**INFORMATION SUPPLIED:**
PR #2100, opened 2026-03-25
feat: alternative SystemContext design using library + storage struct (sample PR)

StanislavBreadfulAI:
## Summary

Alternative to #2098. Instead of a base contract, this uses a single `SystemContextLib.sol` that contains:

1. **`SystemContextStorage` struct** — the full storage layout anchored at slot 0 via `assembly { $.slot := 0 }`. All non-mapping fields are members of the struct. `batchHashes` (slot 8) cannot live in the struct due to Solidity restrictions on mappings-in-structs; an assembly helper `_batchHashes()` provides a typed pointer at slot 8.

2. **`SystemContextLib` library** — implements `setSettlementLayerChainId` by receiving a `SystemContextStorage storage` pointer. Both `SystemContextEra` and `SystemContextZKOS` call `_sc().setSettlementLayerChainId(...)`.

## Key differences vs the inheritance approach (#2098)

| | Inheritance (#2098) | Library (this PR) |
|---|---|---|
| Storage variable names | Renamed to `_era*` in base | Same as original `SystemContext.sol` |
| Era contract delta vs original | Large (all refs renamed) | Minimal (only `_sc()` plumbing + library call) |
| Base contract | Yes (`SystemContextBase`) | No |
| `batchHashes` access | Normal field (`_eraBatchHashes`) | Assembly getter at slot 8 |
| Internal helper signature | `_helper(args)` | `_helper($, args)` — storage pointer explicit |

## Test plan

- [x] All 47 `SystemContextEra` Foundry unit tests pass
- [x] All 7 `SystemContextZKOS` Foundry unit tests pass


StanislavBreadless:
the diff is rather large while the duplication at question is small, better to postpone to the next release

PR #2102, opened 2026-03-25
Write migration intervals for chains

StanislavBreadless:
# What ❔

For legacy reasons we need migration intervals for chains that settled on top of ZK Gateway

## Checklist


l1-contracts/upgrade-envs/permanent-values/stage.toml
```diff
@@ -17,13 +17,39 @@ rollup_da_manager = "0x064ac968CCad1948fceE025fD59c20b153c88072"
...
-# migrate_to_sl_batch = 0  # Set to actual batch number when Era migrated to legacy GW (0 is valid if migration happened before any batches)
-# migrate_from_sl_batch = 0  # Set to actual batch number when Era migrated back (must be > migrate_to_sl_batch)
+[[legacy_gateway.chain_intervals]]
+chain_id = 270
+migrate_to_sl_batch = 657297
+migrate_from_sl_batch = 661306
+sl_batch_lower_bound = 117
+sl_batch_upper_bound = 1818
+[[legacy_gateway.chain_intervals]]
+chain_id = 270
```
kelemeno, line 27: this chain repeats multiple times, I'm not sure we support it... do we?

kelemeno (approved):

l1-contracts/upgrade-envs/permanent-values/stage.toml
StanislavBreadless: we dont support it, but historically speaking it is correct that it had those intervals, so it is better to include it

PR #2108, opened 2026-04-02
feat: migrate interop-b tests to Anvil multichain harness

valera-grinenko-ai:
## Summary

- Port interop-b integration tests from \`zksync-era\` to the Anvil multichain testing framework
- Three spec files: \`07-interop-bundles\` (9 tests), \`08-interop-messages\` (6 tests), \`09-interop-unbundle\` (8 tests)
- Helpers split into focused modules: \`erc7930.ts\` (address encoding), \`interop-helpers.ts\` (RPC wrappers + ERC-7786 attributes), \`balance-helpers.ts\` (assertions + balance utilities)
- **Chain 14**: New GW-settled chain with custom ERC20 base token for cross-base-token interop tests
- All tests are fully self-contained (send → execute → verify in one \`it()\` block)

## Infrastructure: Chain 14 with custom base token

Added chain 14 (GW-settled, port 4054) with a custom ERC20 base token to test cross-base-token interop paths.

Key infrastructure changes:
- \`AnvilChainConfig\` gains optional \`baseToken\` field (\`"custom"\` triggers ERC20 deploy)
- \`DeploymentRunner\` deploys \`TestnetERC20Token\` on L1 for custom-base-token chains
- Gateway setup uses per-chain \`baseTokenAssetId\` for TBM (generalized from hardcoded ETH)
- v0.29.0 chain states regenerated with correct protocol version (v29) and chain 14

## Test architecture

- **Self-contained tests**: Each \`it()\` block sends a bundle/message, executes it on the destination chain, and verifies balances — no shared mutable state between tests
- **Exact balance assertions**: \`expectNativeSpend\` computes gas cost from receipt for precise sender balance checks; \`expectBalanceDelta\` for recipient-side exact deltas
- **ABI-derived encoding**: ERC-7786 attribute selectors via \`IERC7786Attributes.encodeFunctionData()\`, ERC-7930 addresses via documented string concatenation
- **Edge case coverage**: replay protection, executionAddress enforcement, zero-call bundles, excess msg.value rejection

## Spec breakdown

**Spec 07 — Bundles** (9 tests): Single/multi/mixed direct and indirect call bundles with exact balance verification. Edge cases: replay protection, executionAddress enforcement, zero-call bundle, excess msg.value.

**Spec 08 — Messages** (6 tests): \`sendMessage\` API for base token and ERC20 transfers including both cross-base-token directions (era→custom, custom→era).

**Spec 09 — Unbundle** (8 tests): Progressive unbundling with fresh bundle per test, bundle/call status tracking, revert checks via \`expectRevert\`, cross-chain verify+unbundle meta-bundle.

## Test plan

- [x] All 10 spec workers pass (~160s parallel)
- [x] v29→v31 upgrade test passes with all 5 chains
- [x] CI: lint, check-zkstack-out, integration-test, foundry tests
- [x] TypeScript compiles cleanly


l1-contracts/test/anvil-interop/config/chain-14.toml
```diff
@@ -0,0 +1,14 @@
...
+base_token_addr = "0xA4899D35897033b927acFCf422bc745916139776"
+bridgehub_create_new_chain_salt = 14000000
+validium_mode = false
+base_token_gas_price_multiplier_nominator = 1
+base_token_gas_price_multiplier_denominator = 1
+governance_security_council_address = "0x0000000000000000000000000000000000000000"
+governance_min_delay = 0
+validator_sender_operator_eth = "0xf39Fd6e51aad88F6F4ce6aB8827279cffFb92266"
+validator_sender_operator_blobs_eth = "0xf39Fd6e51aad88F6F4ce6aB8827279cffFb92266"
+allow_evm_emulator = false
```
0xValera, line 14: have to put a blank line here

l1-contracts/test/anvil-interop/test/hardhat/07-interop-bundles.spec.ts
```diff
@@ -0,0 +1,468 @@
...
+    // Deploy DummyInteropRecipient contracts on destination chain for direct-call tests
+    dummyRecipient1 = await deployDummyInteropRecipient(destProvider);
+    dummyRecipient2 = await deployDummyInteropRecipient(destProvider);
+    console.log(`   DummyInteropRecipient 1: ${dummyRecipient1}`);
+    console.log(`   DummyInteropRecipient 2: ${dummyRecipient2}`);
+  });
+
+  // ─── Sending bundles ──────────────────────────────────────────
+
+  it("can send bundles", async () => {
```
zkzoomer: Since anvil setup is much faster, we can probably treat these cases separately. On the server we were sending all interop -> await once -> execute each interop separately, to minimize testing time. But I think here we can compromise a bit on testing time in the interest of improved readability, and just do send -> await -> execute on each test.

l1-contracts/test/anvil-interop/src/helpers/interop-bundle-helper.ts
```diff
@@ -0,0 +1,444 @@
...
...00000000000000000000000000000000000081523092632432ef2692610150925f92906004016102cd565b6020604051808303815f875af115801561016c573d5f5f3e3d5ffd5b505050506040513d601f19601f820116820180604052508101906101909190610301565b5f80547fffffffffffffffffffffffffffffffffffffffffffffffffffffffff000000001660e09290921c919091179055565b5f5f83601f8401126101d3575f5ffd5b50813567ffffffffffffffff8111156101ea575f5ffd5b602083019150836020828501011115610201575f5ffd5b9250929050565b5f5f5f5f5f6060868803121561021c575f5ffd5b85359450602086013567ffffffffffffffff811115610239575f5ffd5b610245888289016101c3565b909550935050604086013567ffffffffffffffff811115610264575f5ffd5b610270888289016101c3565b969995985093965092949392505050565b5f81518084528060208401602086015e5f6020828601015260207fffffffffffffffffffffffffffffffffffffffffffffffffffffffffffffffe0601f83011685010191505092915050565b838152606060208201525f6102e56060830185610281565b82810360408401526102f78185610281565b9695505050505050565b5f60208284031215610311575f5ffd5b81517fffffffff0000000000000000000000000000000000000000000000000000000081168114610340575f5ffd5b939250505056fea2646970667358221220dc87d3522f1b835dee05f2e51e504d2d5f91c8dc2b412aeac6ed91cb2f8d01fa64736f6c634300081c0033";
```
zkzoomer: not ideal

l1-contracts/test/anvil-interop/src/core/const.ts
```diff
@@ -76,3 +76,39 @@ export const NEW_PRIORITY_REQUEST_EVENT_SIG =
...
+export enum CallStatus {
+  Unprocessed = 0,
+  Executed = 1,
+  Cancelled = 2,
+}
+
+// ── Interop attribute selectors (ERC-7786) ─────────────────────
+
+// keccak256("interopCallValue(uint256)")[0:4]
+export const INTEROP_CALL_VALUE_SELECTOR = "0x54b16529";
```
zkzoomer: not ideal

l1-contracts/test/anvil-interop/src/helpers/interop-bundle-helper.ts
```diff
@@ -0,0 +1,444 @@
...
+export function encodeEvmAddress(address: string): string {
+  const addrBytes = ethers.utils.arrayify(address);
+  return ethers.utils.hexlify(new Uint8Array([0x00, 0x01, 0x00, 0x00, 0x00, 0x14, ...addrBytes]));
+}
+
+// ── ERC-7786 attribute encoding ────────────────────────────────
+
+/** Encode an interopCallValue attribute (direct call: transfers base token value). */
+export function interopCallValueAttr(amount: BigNumber): string {
+  return INTEROP_CALL_VALUE_SELECTOR + abiCoder.encode(["uint256"], [amount]).slice(2);
```
zkzoomer: should probably use the interface for these

l1-contracts/test/anvil-interop/test/hardhat/07-interop-bundles.spec.ts
```diff
@@ -0,0 +1,468 @@
...
+        bundleAttributes,
+        value: msgValue,
+      });
+
+      const balAfter = await captureSourceBalance(sourceProvider);
+
+      expect(singleDirectBundle.txHash, "single direct call: tx hash should exist").to.not.be.null;
+      expect(singleDirectBundle.interopBundle, "single direct call: interopBundle should exist").to.not.be.null;
+
+      // Native balance should decrease by at least msgValue (gas costs make exact match impossible)
```
zkzoomer: exact match is very much possible, use tx receipt to get gas fees

l1-contracts/test/anvil-interop/test/hardhat/09-interop-unbundle.spec.ts
```diff
@@ -0,0 +1,427 @@
...
+    // Approve tokens for the indirect transfer
+    await approveAndReturnAmount(sourceProvider, sourceTokenAddress, TOKEN_AMOUNT.mul(2));
+
+    // Get protocol fee
+    protocolFee = await getInteropProtocolFee(sourceProvider);
+
+    const callStarters = buildCallStarters();
+
+    // Compute total value: BASE_AMOUNT (for call 0's interopCallValue) + protocol fee * 3 calls
+    const valuePerBundle = BASE_AMOUNT.add(protocolFee.mul(3));
```
zkzoomer: .mul(callStarters.length) ?

l1-contracts/test/anvil-interop/config/chain-14.toml
valera-grinenko-ai: Fixed in fb6bf6e4 — added trailing newline.

l1-contracts/test/anvil-interop/src/helpers/interop-bundle-helper.ts
valera-grinenko-ai: Fixed in fb6bf6e4 — now loads bytecode from forge artifacts via `getCreationBytecode("DummyInteropRecipient")` instead of embedding hex.

l1-contracts/test/anvil-interop/src/core/const.ts
valera-grinenko-ai: Fixed in fb6bf6e4 — selectors are now derived from the `IERC7786Attributes` ABI via `ethers.utils.Interface.getSighash()`. Also unified `token-transfer.ts` which had inline `keccak256` computation of the same selectors.

l1-contracts/test/anvil-interop/src/helpers/interop-bundle-helper.ts
valera-grinenko-ai: Done in fb6bf6e4 — the four attribute selectors are now computed from the `IERC7786Attributes` interface ABI, matching how the Solidity side uses `IERC7786Attributes.interopCallValue.selector`.

l1-contracts/test/anvil-interop/test/hardhat/09-interop-unbundle.spec.ts
valera-grinenko-ai: Good catch, fixed in fb6bf6e4 — now uses `callStarters.length`.

l1-contracts/test/anvil-interop/test/hardhat/07-interop-bundles.spec.ts
valera-grinenko-ai: Agreed — the receipt is available from `sendInteropBundle()` with `gasUsed` and `effectiveGasPrice`. Will switch to exact balance assertions using gas cost computation in a follow-up.

valera-grinenko-ai: Done in 26f5047a — all 9 native balance assertions now use exact matching via `receipt.gasUsed.mul(receipt.effectiveGasPrice)`. Token assertions were already exact.

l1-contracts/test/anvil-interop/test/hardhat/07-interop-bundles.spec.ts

**EXERCISE REQUIREMENTS:** Check the listing above for lines containing the string "should", and copy each one.

**WRITTEN SOLUTION:**
zkzoomer: should probably use the interface for these
+      expect(singleDirectBundle.txHash, "single direct call: tx hash should exist").to.not.be.null;
+      expect(singleDirectBundle.interopBundle, "single direct call: interopBundle should exist").to.not.be.null;
+      // Native balance should decrease by at least msgValue (gas costs make exact match impossible)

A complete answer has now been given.